Technology, especially e-commerce, may require you to work with vendors or business partners to make your business work. All business operations might not be under your roof anymore. You may outsource to provide your product or service, or for services supporting your business. Vendors might handle financial transactions, manage your web site or business data. Each function or operation assigned to a vendor presents a chance for a security breach.
Vendors can be located anywhere, and might provide services via access to your systems, or by doing work literally a world away. A vendor can also appear to have a local presence, but where is the actual work done or service performed? It could be next door, a few states or an ocean away.
Your business' procedures for securing personal, private and sensitive information should cover the bases on how it is collected, used, stored, accessed and disposed of. One of the first issues to decide is whether you need to have certain data, and who can access it. These questions apply when using vendors - what do you need to share with them to get the job done? The goal is to minimize the risk for a security breach.
What Is Your Business' Duty to Keep It All Secure?

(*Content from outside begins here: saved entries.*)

PR #89, opened 2021-02-13
fix(deno): replace `const enum` exports in deno with normal `enum`s

Apacheli:
AFAIA, Deno does not support `const enum` due to `--isolatedModules` being enabled https://github.com/denoland/deno/discussions/9082#discussioncomment-273198 (possible TypeScript bug)

I have added fixes although I want to be sure that this works. Any Deno reviewers would be extra appreciated.

### DIFF
--- a/deno/common/mod.ts
+++ b/deno/common/mod.ts
@@ -1,7 +1,7 @@
 /**
  * https://discord.com/developers/docs/topics/opcodes-and-status-codes#json-json-error-codes
  */
-export const enum RESTJSONErrorCodes {
+export enum RESTJSONErrorCodes {
 	GeneralError,
 
 	UnknownAccount = 10001,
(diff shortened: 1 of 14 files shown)


Apacheli:
Side-note: After making this PR, I realized v6 had this fixed. Maybe someone forgot to change them for v8?

vladfrangu:
1. v6 hasn't and isn't getting any updates anymore, hence why it didn't get the `const enum` treatment
2. Since deno likes being funky and doesn't like const enums, the proper fix would be replacing all const enums with normal ones in deno exports, at least till they support const ones (if they will that is). I can PR that later today or tomorrow! :D

kyranet (approved):

Apacheli:
> 
> 
>     1. v6 hasn't and isn't getting any updates anymore, hence why it didn't get the `const enum` treatment
> 
>     2. Since deno likes being funky and doesn't like const enums, the proper fix would be replacing all const enums with normal ones in deno exports, at least till they support const ones (if they will that is). I can PR that later today or tomorrow! :D

Sorry for the ***incredibly*** late reply but I think this PR is ready.

Apacheli:
Weird, creating a branch from the merge conflict might have ruined the original PR. I will need to fix that

vladfrangu:
I'll fix it up :D
I was gonna push what I meant anyways for the script

vladfrangu (approved):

How far you have to go to meet your duty to protect your business, your customers and avoid claims against you can depend on several sources of law and your business contracts. Using care and diligence in choosing the right vendors is just as important.
Privacy laws. Laws can provide structure for your vendor relationships, including mandates protecting privacy. Laws governing your location or jurisdiction, the vendor's and finally, your customers' locations may apply. For example, if your business is located in one state, your vendor is abroad and your customers are in yet other places, pinpointing which laws apply can be complex. Each set of laws could require something different and to different degrees. Enforcement of these laws is another issue. A foreign country could appear to have stringent security and privacy laws, but lack meaningful enforcement.

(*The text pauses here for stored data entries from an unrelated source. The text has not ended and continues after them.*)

PR #1958, opened 2022-01-20
Pub/Sub: default to 3.0, fix PING, fix server selection in cluster, and cleanup

NickCraver:
In prep for changes to how we handle subscriptions internally, this does several things:
- Upgrades default Redis server assumption to 3.x
- Routes PING on Subscription keepalives over the subscription bridge appropriately
- Fixes cluster sharding from default(RedisKey) to shared logic for RedisChannel as well (both in byte[] form)
- General code cleanup in the area (getting a lot of DEBUG/VERBOSE noise into isolated files)

### DIFF
--- a/src/StackExchange.Redis/ConfigurationOptions.cs
+++ b/src/StackExchange.Redis/ConfigurationOptions.cs
@@ -306,7 +306,7 @@ namespace StackExchange.Redis
         /// </summary>
         public Version DefaultVersion
         {
-            get => defaultVersion ?? (IsAzureEndpoint() ? RedisFeatures.v4_0_0 : RedisFeatures.v2_8_0);
+            get => defaultVersion ?? (IsAzureEndpoint() ? RedisFeatures.v4_0_0 : RedisFeatures.v3_0_0);
             set => defaultVersion = value;
         }
 
--- a/src/StackExchange.Redis/ConnectionMultiplexer.Verbose.cs
+++ b/src/StackExchange.Redis/ConnectionMultiplexer.Verbose.cs
@@ -1,0 +1,59 @@
+﻿using System;
+using System.Diagnostics;
+using System.Net;
+using System.Runtime.CompilerServices;
+
+namespace StackExchange.Redis
+{
+    public partial class ConnectionMultiplexer
+    {
+        internal event Action<string, Exception, string> MessageFaulted;
+        internal event Action<bool> Closing;
+        internal event Action<string> PreTransactionExec, TransactionLog, InfoMessage;
+        internal event Action<EndPoint, ConnectionType> Connecting;
+        internal event Action<EndPoint, ConnectionType> Resurrecting;
+
+        partial void OnTrace(string message, string category);
+        static partial void OnTraceWithoutContext(string message, string category);
+
+        [Conditional("VERBOSE")]
+        internal void Trace(string message, [CallerMemberName] string category = null) => OnTrace(message, category);
+
+        [Conditional("VERBOSE")]
+        internal void Trace(bool condition, string message, [CallerMemberName] string category = null)
+        {
+            if (condition) OnTrace(message, category);
+        }
+
+        [Conditional("VERBOSE")]
+        internal static void TraceWithoutContext(string message, [CallerMemberName] string category = null) => OnTraceWithoutContext(message, category);
+
+        [Conditional("VERBOSE")]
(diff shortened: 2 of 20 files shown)


src/StackExchange.Redis/ConfigurationOptions.cs
```diff
@@ -306,7 +306,7 @@ public int ConnectTimeout
         /// </summary>
         public Version DefaultVersion
         {
-            get => defaultVersion ?? (IsAzureEndpoint() ? RedisFeatures.v4_0_0 : RedisFeatures.v2_8_0);
+            get => defaultVersion ?? (IsAzureEndpoint() ? RedisFeatures.v4_0_0 : RedisFeatures.v3_0_0);
```
NickCraver, line 309: So that we go with PING off the bat

src/StackExchange.Redis/ConnectionMultiplexer.Verbose.cs
```diff
@@ -0,0 +1,59 @@
+﻿using System;
```
NickCraver, line 1: These are method moves - no functional changes

src/StackExchange.Redis/ExceptionFactory.cs
```diff
@@ -312,7 +312,7 @@ ServerEndPoint server
             // Add server data, if we have it
             if (server != null && message != null)
             {
-                var bs = server.GetBridgeStatus(message.Command);
+                var bs = server.GetBridgeStatus(message.IsForSubscriptionBridge ? ConnectionType.Subscription: ConnectionType.Interactive);
```
NickCraver, line 315: Turns out we were also getting the wrong error stats, for the command we sent to the wrong place - fixing that.

NickCraver:
Note: pub/sub failing tests are _because subscriptions don't do awesome things_, and we're not masking that - the tests are correct, overall implementation and our `Task.Run` race on the subscription loop is bad (to be fixed after this prep).

NickCraver:
@mgravell ^ this is the cheese move (tests appropriately failing)

src/StackExchange.Redis/ConnectionMultiplexer.cs
```diff
@@ -2174,16 +2147,14 @@ internal void UpdateClusterRange(ClusterConfiguration configuration)
...
 
-        internal ServerEndPoint SelectServer(RedisCommand command, CommandFlags flags, in RedisKey key)
-        {
-            return ServerSelectionStrategy.Select(command, key, flags);
-        }
+        internal ServerEndPoint SelectServer(RedisCommand command, CommandFlags flags, in RedisKey key) =>
+            ServerSelectionStrategy.Select(command, key, flags);
+
+        internal ServerEndPoint SelectServer(RedisCommand command, CommandFlags flags, in RedisChannel channel) =>
+            ServerSelectionStrategy.Select(command, channel, flags);
```
mgravell, line 2157: is this an implicit conversion? if so, we need to check whether that is allocatey

src/StackExchange.Redis/ServerSelectionStrategy.cs
```diff
@@ -58,19 +58,26 @@ public ServerSelectionStrategy(ConnectionMultiplexer multiplexer)
...
-            => ServerType == ServerType.Standalone ? NoSlot : GetClusterSlot(key);
+            => ServerType == ServerType.Standalone || key.IsNull ? NoSlot : GetClusterSlot((byte[])key);
 
-        private static unsafe int GetClusterSlot(in RedisKey key)
+        /// <summary>
+        /// Computes the hash-slot that would be used by the given channel.
+        /// </summary>
+        /// <param name="channel">The <see cref="RedisChannel"/> to determine a slot ID for.</param>
+        public int HashSlot(in RedisChannel channel)
+            => ServerType == ServerType.Standalone || channel.IsNull ? NoSlot : GetClusterSlot((byte[])channel);
```
mgravell, line 72: TODO Marc: consider this in my "don't use `byte[]` for `GetClusterSlot` rework"

mgravell (approved):
looks good; some side thoughts

src/StackExchange.Redis/ConnectionMultiplexer.cs
NickCraver: No conversion - new overload!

Your contract controls. Laws of the places connected to your business, vendors and customers may be unclear. Your vendor contracts, however, can help secure the protection and certainty you're looking for. Your vendor contract could include:
- Threshold privacy provisions based on your business' duties under the law
- Mandates for compliance with your local privacy laws
- Compliance with your company's privacy and security policies
- Disclosure provisions, for example, notice that the vendor is using subcontractors
- Provisions for indemnity if the vendor's breach of privacy or security causes losses to your business
- Clauses stating which law will control if there's a conflict, and in which court claims will be addressed
Draft Your Compliance Plan and Put It in Action
Draft a plan to guide you as you do business with new and existing vendors. Your internal privacy and security policies are a good place to start as you decide what you'll demand from vendors. Compare a vendor's practices and policies to your company's, and pay attention to areas where your company is more stringent. Find out how a vendor will prevent security breaches, and what their response plan is should a problem arise. Also find out how and when you'll be notified should any data or work for your company be compromised.
Demand compliance with your well-planned policies. Reports and updates on your vendor's work, vendor staff training and incidents can help ensure your business is safe and secure.
Questions for Your Attorney
- I canceled a vendor contract due to data security concerns. I don't think there were any privacy or security breaches, so do need to tell my customers about it?
- I use an out-of-state vendor for data processing and record keeping. Does it have to follow our state's privacy laws?
- Do I need to tell my customers if I'm using a vendor and it has access to their personal information?